There is a number of tumulus (historic burial mounds) throughout the wider region, with two sites in the south east of the parish known as the Tinker's Inn bowl barrows, both recorded as scheduled monuments.

== Education ==
There is a school in the main village, Clifton Primary.

== Community & leisure ==
A community hall is in use at Clifton village. There is a recreation ground in Clifton.
There are public houses at both villages. Ashbourne Golf Club takes up a sizeable portion of the north eastern corner of the parish.

== Religious sites ==
The present Anglican parish church, Holy Trinity Church in Clifton, is to an 1845 design by Henry Isaac Stevens to replace an earlier chapel of ease St. Mary's, which due to disuse and decay was demolished in 1750. The apse and bell tower were added later, in 1868, by Slater and Carpenter.

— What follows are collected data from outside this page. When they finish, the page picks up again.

PR #750, opened 2018-07-12
Nozzle Tip: Dwell Time

sp-apertus:
# Description
The Dwell Pick and Dwell Place times have been added to Nozzle Tip class and the Nozzle Tip Wizard GUI.
I also added a note that the total dwell time is the sum of both nozzle dwell time and nozzle tip dwell time.

I have found no reference of where/how getPlaceDwellMilliseconds() is actually used (in job planner or machine driver?) so I need some guidance before I can finish this feature.

### DIFF
--- a/CHANGES.md
+++ b/CHANGES.md
@@ -1,6 +1,17 @@
 This file lists major or notable changes to OpenPnP in chronological order. This is not
 a complete change list, only those that may directly interest or affect users.
 
+
+# 2018-07-13
+
+* Dwell Times per Nozzle Tip
+
+	Pick dwell time and place dwell time has been added to nozzle tip. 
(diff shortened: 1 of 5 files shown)


vonnieda:
They are used in ReferenceDriver.pick and .place. Easy way to find this
kind of stuff (in Eclipse) is to right click the property and choose
References -> In Project. In this case, it uses the variable directly
(which is a little sloppy on my part) rather than the getter, so you have
to search for both the getter and the variable.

Other denominations included a Primitive Methodist chapel built in 1830, and a Wesleyan Methodist chapel built in 1860, both were located in Mayfield Road.

== Sport ==

- Ashbourne Golf Club is sited to the centre and east of the area, it has 18 holes.
- Royal Shrovetide Football takes place within the parish.
- Clifton Cricket Club have a ground on Chapel Lane. They have male and female teams. The former play in Division One of the Derbyshire County Cricket League.